Saved data entries |
· · · · · · ·

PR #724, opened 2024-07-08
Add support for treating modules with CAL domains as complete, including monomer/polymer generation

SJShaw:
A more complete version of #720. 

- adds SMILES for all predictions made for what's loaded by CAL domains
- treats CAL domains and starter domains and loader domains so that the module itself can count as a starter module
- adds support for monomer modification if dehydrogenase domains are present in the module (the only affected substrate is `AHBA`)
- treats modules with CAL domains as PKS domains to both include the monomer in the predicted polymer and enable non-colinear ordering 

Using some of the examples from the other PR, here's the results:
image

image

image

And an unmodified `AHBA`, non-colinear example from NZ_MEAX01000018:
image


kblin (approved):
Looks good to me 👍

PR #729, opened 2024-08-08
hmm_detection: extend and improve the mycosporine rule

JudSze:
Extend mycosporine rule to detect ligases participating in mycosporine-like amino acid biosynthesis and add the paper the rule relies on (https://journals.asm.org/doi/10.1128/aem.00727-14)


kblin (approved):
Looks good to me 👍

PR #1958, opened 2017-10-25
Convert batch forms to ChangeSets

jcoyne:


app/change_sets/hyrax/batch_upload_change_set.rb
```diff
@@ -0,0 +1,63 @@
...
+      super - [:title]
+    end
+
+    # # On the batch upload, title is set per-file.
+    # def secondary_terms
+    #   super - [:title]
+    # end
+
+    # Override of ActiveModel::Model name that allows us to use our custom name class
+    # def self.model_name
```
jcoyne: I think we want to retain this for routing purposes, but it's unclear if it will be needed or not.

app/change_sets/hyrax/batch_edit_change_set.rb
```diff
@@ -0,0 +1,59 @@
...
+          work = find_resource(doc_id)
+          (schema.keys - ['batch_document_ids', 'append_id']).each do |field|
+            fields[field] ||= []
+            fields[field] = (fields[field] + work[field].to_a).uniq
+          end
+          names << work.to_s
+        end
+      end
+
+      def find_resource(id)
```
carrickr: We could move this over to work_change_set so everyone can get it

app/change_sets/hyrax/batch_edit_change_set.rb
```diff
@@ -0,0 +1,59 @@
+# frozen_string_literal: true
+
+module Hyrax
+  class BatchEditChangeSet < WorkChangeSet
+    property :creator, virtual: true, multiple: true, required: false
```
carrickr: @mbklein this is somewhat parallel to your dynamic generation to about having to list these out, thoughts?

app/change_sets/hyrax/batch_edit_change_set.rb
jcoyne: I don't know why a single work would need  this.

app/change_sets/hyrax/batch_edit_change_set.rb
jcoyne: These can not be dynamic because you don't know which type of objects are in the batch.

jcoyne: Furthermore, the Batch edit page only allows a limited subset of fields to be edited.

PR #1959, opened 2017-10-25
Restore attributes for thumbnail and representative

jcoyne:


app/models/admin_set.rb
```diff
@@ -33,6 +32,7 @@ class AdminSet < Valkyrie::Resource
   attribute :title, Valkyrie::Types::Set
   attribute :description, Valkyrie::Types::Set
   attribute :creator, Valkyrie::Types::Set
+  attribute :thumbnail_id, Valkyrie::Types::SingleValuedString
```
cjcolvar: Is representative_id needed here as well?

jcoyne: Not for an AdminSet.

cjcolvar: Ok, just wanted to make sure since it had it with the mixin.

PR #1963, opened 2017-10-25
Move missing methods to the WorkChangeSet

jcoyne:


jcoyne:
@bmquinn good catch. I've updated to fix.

· · · · · · ·

Task | Please show the lines in the entries above that hold the string "opened".

Exercise output |
PR #724, opened 2024-07-08
PR #729, opened 2024-08-08
PR #1958, opened 2017-10-25
PR #1959, opened 2017-10-25
PR #1963, opened 2017-10-25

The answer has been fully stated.